Volume 38, Issue 6, June 2003


AMA and Pilkington Legal Action Fails to Stop Oregon Wired Glass Process

The circuit court judge of Marion County in Salem, Ore., denied a motion on May 20 by AMA Glass, a distributor of wired glass based in California, and Pilkington U.K. against two governing bodies within the Oregon Department of Consumer and Business Services (DCBS)—the Building Codes Division and the Building Codes Structures Board. According to the motion, Oregon’s statutes require that the public be made aware of deliberations and decisions of governing bodies and the information on which decisions are made. Plaintiffs alleged this policy was violated when the Building Codes Structures Board held a meeting March 5 without providing actual notice to plaintiffs “who are known by members of the board and its committees to be interested persons.” During that meeting, the board recommended two code change proposals, OSSC-02-54 and OSSC-02-55, which, if adopted, will eliminate the use of wired glass in Oregon.

The motion had asked the court to: 

• Enter an order voiding the March 5 decision and the preceding decisions of the board’s committee and subcommittee that recommended the decision;

• Enter a temporary restraining order and preliminary injunction that would:

“Stop the rule-making process from moving forward;

Cancel the ... May 20 Structures Board meeting;

Require the division and the board to reinitiate the rule-making process from the subcommittee stage; and

Require the division and board to give actual notice to plaintiffs of any action relating to wired glass;” 

• Enter an order requiring defendants to show cause, if any, why the requested restraining order should not continue and remain in effect during the pendancy of this action. 

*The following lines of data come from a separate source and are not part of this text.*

PR #2697, opened 2024-04-29
hot fix unwrap withink cli id-graph-hash

BillyWooo:
as title. a small fix.

### DIFF
--- a/tee-worker/cli/src/base_cli/commands/litentry/id_graph_hash.rs
+++ b/tee-worker/cli/src/base_cli/commands/litentry/id_graph_hash.rs
@@ -36,8 +36,14 @@ impl IDGraphHashCommand {
 		let mrenclave = direct_api.get_state_mrenclave().unwrap();
 		let shard = ShardIdentifier::decode(&mut &mrenclave[..]).unwrap();
 		let identity = Identity::from_did(self.did.as_str()).unwrap();
-		let id_graph_hash = direct_api.get_id_graph_hash(&shard, &identity).unwrap();
-		println!("{:?}", id_graph_hash);
+		match direct_api.get_id_graph_hash(&shard, &identity) {
+			Ok(id_graph_hash) => {
+				println!("{:?}", id_graph_hash);
+			},
+			Err(e) => {
+				println!("{:?}", e);
+			},
+		}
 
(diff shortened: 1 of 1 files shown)


Kailai-Wang:
I'm fine with it but if we want to do this, we probably need to do it for all CLI commands.
Normally CLI isn't that critical as it's not part of runtime - so unwrap = CLI program exit (which is fine)

tee-worker/cli/src/base_cli/commands/litentry/id_graph_hash.rs
```diff
@@ -36,8 +36,14 @@ impl IDGraphHashCommand {
 		let mrenclave = direct_api.get_state_mrenclave().unwrap();
 		let shard = ShardIdentifier::decode(&mut &mrenclave[..]).unwrap();
 		let identity = Identity::from_did(self.did.as_str()).unwrap();
-		let id_graph_hash = direct_api.get_id_graph_hash(&shard, &identity).unwrap();
-		println!("{:?}", id_graph_hash);
+		match direct_api.get_id_graph_hash(&shard, &identity) {
```
kziemianek, line 39: Why not `expect` ?
It can panic with more friendly message, additionaly `Ok` is not returned (there was a failure).

BillyWooo: What `Ok` is not returned?

BillyWooo:
The reason I want to add it is: I need to do a group of `id-graph-hash` ops. If it simply crashes, it's hard to be managed within scripts. 
I will put this on hold and discuss later whether to check all cli commands.

tee-worker/cli/src/base_cli/commands/litentry/id_graph_hash.rs
kziemianek: `unwrap` previously prevented from returning `Ok` from function.
After you fix, even if there is an error the function will return `Ok`

BillyWooo:
close for the moment. 
[P-755 : take care of crash/panic from cli tools/commands](https://linear.app/litentry/issue/P-755/take-care-of-crashpanic-from-cli-toolscommands)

WDMA and NSA Join Forces On Code Issues

The Window and Door Manufacturers Association (WDMA) will now be providing technical support to the National Sunroom Association (NSA), as it will represent the interests of both groups before technical groups and agencies that oversee building codes throughout the country.

“WDMA and NSA have many interests in common, including issues involving energy efficiency, structural designs, general building requirements and product definitions,” said Alan Campbell, WDMA president. “This move creates a synergy that ensures a consistent message is provided to technical groups, improving both associations’ ability to have their positions understood and acted upon.”

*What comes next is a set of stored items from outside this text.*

PR #116, opened 2021-05-06
Decouple dependency of PowerNode on joint_states topic +

Samahu:
## Linked Issues:
| EPIC ⚡| [OCEANWATER-84 / Power System Modelling](https://babelfish.arc.nasa.gov/jira/browse/OCEANWATER-84) |
| Jira Ticket 🎟️  | [OCEANWATER-652 / Remove the strong dependency of PowerSystemNode on joint_states topic ](https://babelfish.arc.nasa.gov/jira/browse/OCEANWATER-652) |
| Jira Ticket 🎟️  | [OCEANWATER-673 / When power faults are injected the publish rate of power value is increased ](https://babelfish.arc.nasa.gov/jira/browse/OCEANWATER-673) |
| Github :octocat:  | N/A |

## Summary of Changes
* Decouple the processing of power values from the joint_states callback. This was critical for the following factors:
  - Prognoser takes too much time to process data and thus is not able to keep up
  - This entails that not all power values were actually being processed
  - Also, this change is required for the future when integrated power consumption from other devices (such as the compute board, the antenna, cameras and lander lights, ..)
* Rather than invoking the prognoser on the mean mechanical power value use the accumulated raw power values consumed over a processing cycle
* Set a fixed processing rate for the power (hard coded to 0.5 for now)  

## Test
1) Launch the simulation
```bash
```

2) In another terminal with oceanwaters workspace sourced, monitor the different power system output
```bash
```

3) Also monitor the publish rate of the previous topics
```bash
rostopic hz /power_system_node/state_of_charge
rostopic hz /power_system_node/remaining_useful_life
rostopic hz /power_system_node/battery_temperature
```
the update rate should on the order of  ~0.5 hz

4) Enable one or two at most of the different power faults from RQT Dynamic Reconfigure
* low_state_of_charge_power_failure
* instantaneous_capacity_loss_power_failure
* thermal_power_failure

5) Check that the update rate of power node topics stays about the same and doesn't exceed 0.5

### DIFF
--- a/ow_power_system/src/power_system_node.cpp
+++ b/ow_power_system/src/power_system_node.cpp
@@ -25,35 +25,35 @@ m_power_values(m_moving_average_window, 0)
 
 bool PowerSystemNode::Initialize()
 {
+  if (!loadSystemConfig())
+    return false;
+
+  if (!loadFaultPowerProfiles())
+    return false;
+
+  if (!initPrognoser())
+    return false;
+
+  if (!initTopics())
+    return false;
+
+  return true;
+}
+
+bool PowerSystemNode::loadSystemConfig()
+{
   auto system_config_path = ros::package::getPath("ow_power_system") + "/config/system.cfg";
   auto system_config = ConfigMap(system_config_path);
-
   m_initial_power = system_config.getDouble("initial_power");
   m_initial_voltage = system_config.getDouble("initial_voltage");
   m_initial_temperature = system_config.getDouble("initial_temperature");
-
   m_base_voltage = system_config.getDouble("base_voltage");
   m_voltage_range = system_config.getDouble("voltage_range");
-
   m_min_temperature = system_config.getDouble("min_temperature");
   m_max_temperature = system_config.getDouble("max_temperature");
-
   m_battery_lifetime = system_config.getDouble("battery_lifetime");
-
   m_efficiency = system_config.getDouble("efficiency");
-
   m_temperature_dist = uniform_real_distribution<double>(m_min_temperature, m_max_temperature);
-
-  string path;
-  path = ros::package::getPath("ow_power_system") + "/data/low_state_of_charge_power_failure.csv";
-  m_low_state_of_charge_power_failure_sequence = loadPowerProfile(path);
-
-  path = ros::package::getPath("ow_power_system") + "/data/instantaneous_capacity_loss_power_failure.csv";
-  m_instantaneous_capacity_loss_power_failure_sequence = loadPowerProfile(path);
-
-  path = ros::package::getPath("ow_power_system") + "/data/thermal_power_failure.csv";
-  m_thermal_power_failure_sequence = loadPowerProfile(path);
-
   return true;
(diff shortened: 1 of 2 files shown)


Samahu:
@reviewers: I recommend producing and observing the issue on **melodic-devel** first to understand what the problem was. Then come back to this branch

kmdalal:
In melodic-devel, the initial rate was about .45 for all three topics.   I injected each power fault separately and this did not affect the rate.  I tried each combination of two faults, and only one combination had an effect on the rate: low SOC and instantaneous capacity.  The rate increased to around .51.  I then added the thermal fault, and the rate started to increase quickly getting as high as 7Hz.  I turned off all faults and the rate is very slowly decreasing, down to about 3Hz after several minutes.

I presume I have reproduced the problem.  Now I will try the fix....

ow_power_system/src/power_system_node.cpp
```diff
@@ -106,6 +106,59 @@ vector<map<MessageId, Datum<double>>> PowerSystemNode::loadPowerProfile(const st
...
+  auto prognoser_config_path = ros::package::getPath("ow_power_system") + "/config/prognoser.cfg";
+  ConfigMap prognoser_config(prognoser_config_path);
+
+  // Contruct a new prognoser using the prognoser factory. The prognoser
+  // will automatically construct an appropriate model, observer and predictor
+  // based on the values specified in the config.
+  m_prognoser = PrognoserFactory::instance().Create("ModelBasedPrognoser", prognoser_config);
+
+  if (m_prognoser == nullptr)
+    return false;
```
kmdalal, line 136: Issue a ROS error here, so the user knows what went wrong?

kmdalal (approved):
The test passed, even with all 3 power faults injected, and I also regression-tested some other fault-related behavior.  Code changes look fine.   Good fix!

ow_power_system/src/power_system_node.cpp
Samahu: There is already an error message for that on. Check line 358: `ROS_ERROR("Power system node failed to initialize");`. Of course it is not detailed but it should let the user know there was a problem during initialization. Let me know if this is not sufficient and a more detailed message is needed.

kmdalal: It's fine as it is. then.  I'm guessing it's a rare problem.

Samahu: It didn't happen to me .. I just added this as an extra check

Samahu:
> For me the 3 power topics publish at rates between 0.25 and 0.38 Hz. The rates sometimes change as I select and deselect different power faults.

This means that the Prognoser step method is taking more than 2 seconds on your machine to finish. If we want to ensure that we maintain the same rate across all machines all we have to do is choose lowest publish rate across the board. And if Chetan thinks we should only invoke the Prognoser every minute then the code still holds. All we have to do is set **m_power_node_processing_rate** variable to 1/60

Michael D. Fischer, WDMA’s director of codes and regulatory compliance and former technical director for NSA, will be representing the two groups.

“NSA has worked with WDMA in the past on many important code issues,” said Fischer. “This partnership will solidify that cooperation, maximizing our communication efforts and exposure in the industry.”

Through this position, Fischer will focus on regulations of growing importance, such as fire codes, certification and labeling requirements and urban wildlife interface codes. Overall, his work will be geared toward code advocacy, monitoring standards that affect both organizations and helping to develop new standards that would aid local and regional regulatory bodies as needed.

In the May 2003 USGlass, Anthony Ferrara of Graham Architectural Products was identified incorrectly (see page 54). His correct title is director of manufacturing. USGlass regrets the error.